Ethiopia’s Nobel Peace Prize-winning

Abiy Ahmed
launched a war against the Tigrayan regional government that has now become a civil war featuring genocidal massacres and ethnic cleansing reminiscent of post-Tito Yugoslavia. Eritrean forces have intervened in the Ethiopian civil war against the Tigrayans, who are hated in Eritrea for their hawkish stand during the long and bitter war for independence from Ethiopia.

Ethnic and religious conflict broke Sudan in two in 2011. The resulting new country, South Sudan, has been riven by new rounds of fighting since achieving independence. Thousands have been killed in combat between English speaking Ambazonians seeking independence in northwestern Cameroon and the country’s Francophone national government.

There was never much historical evidence to support the hope that economic development would strengthen Africa’s multi-ethnic polities. Economic and social progress often stoke identity politics and endanger the unity of multinational and multi-confessional states. Language differences, for example, matter more as education levels rise. Will your child be educated in his or her native language or forced to learn in the language of another nation—and will speakers of your local language have equal access to government and professional jobs?

This is what happened in Eastern and Central Europe in the late 19th and early 20th centuries. As education and economic development spread across the Austro-Hungarian, Ottoman and Russian empires, different national groups became more conscious of their ethnic and cultural differences—and more determined to control their own futures.

Identity wars and conflicts based on differences in ethnicity, culture, language or religion are, once ignited, the most powerful forces in human affairs. And these forces persist in nations of all levels of development. Having witnessed Brexit and heard calls for Catalan independence, we shouldn’t be surprised that African peoples also want to exit distant and dysfunctional multi-ethnic unions to control their own affairs.

Syria, Yemen, Iraq and Lebanon are ripping themselves apart across ethnic or confessional divides. Separatist movements among the Arab, Kurdish, Azeri and Balochi minorities haunt the slumbers of Iranian mullahs. From the western Balkans through Turkey and the Caucasus to the “stans” of Central Asia, ethnic and religious divides are worrying governments and challenging the status quo.

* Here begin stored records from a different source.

PR #2208, opened 2017-06-20
Updated sleep2:

Atemo:

  * Currently sleep2 is supposed to return 0 or 1 if the unit is still attached. Actually mapserv throws a warning and the script end if the timer is still running and unit offline. With this update the script end if there is no unit attached for sleep2.

### DIFF
--- a/doc/script_commands.txt
+++ b/doc/script_commands.txt
@@ -6383,7 +6383,7 @@ sleep and sleep2 will pause the script for the given amount of milliseconds.
 Awake is used to cancel a sleep. When awake is called on a NPC it will run as
 if the sleep timer ran out, and thus making the script continue. Sleep and sleep2
 basically do the same, but the main difference is that sleep will not keep the rid,
-while sleep2 does. Also sleep2 will stop the script if there is none unit attached.
+while sleep2 does. Also sleep2 will stop the script if there is no unit attached.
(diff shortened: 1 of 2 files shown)


doc/script_commands.txt
```diff
@@ -6383,7 +6383,7 @@ sleep and sleep2 will pause the script for the given amount of milliseconds.
 Awake is used to cancel a sleep. When awake is called on a NPC it will run as
 if the sleep timer ran out, and thus making the script continue. Sleep and sleep2
 basically do the same, but the main difference is that sleep will not keep the rid,
-while sleep2 does.
+while sleep2 does. Also sleep2 will stop the script if there is none unit attached.
```
secretdataz: There is "no" unit attached.

src/map/script.c
```diff
@@ -18410,7 +18410,7 @@ BUILDIN_FUNC(sleep)
 }
 
 /// Pauses the execution of the script, keeping the unit attached
-/// Returns if the unit is still attached
+/// Stop the script if none unit attached
 ///
 /// sleep2(<mili secconds>) -> <bool>
```
Lemongrass3110: Should be `sleep2(<milli seconds>)` and remove the `-> <bool>` part.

The revisionist nationalism of
Vladimir Putin’s

Russia, India’s turn toward Hindu nationalism, and China’s increasingly xenophobic Han nationalism show that identity politics is returning to center stage even in large states. The eurocrats of Brussels are also struggling to contain populist nationalist opposition to European Union edicts. Many Americans wonder whether a common U.S. identity is strong enough to contain the forces that threaten to splinter the country permanently into hostile racial, religious and ideological camps.

Alongside the return of great power competition, the eruption of identity politics is the single most consequential political feature of our time. This fateful combination does not bode well.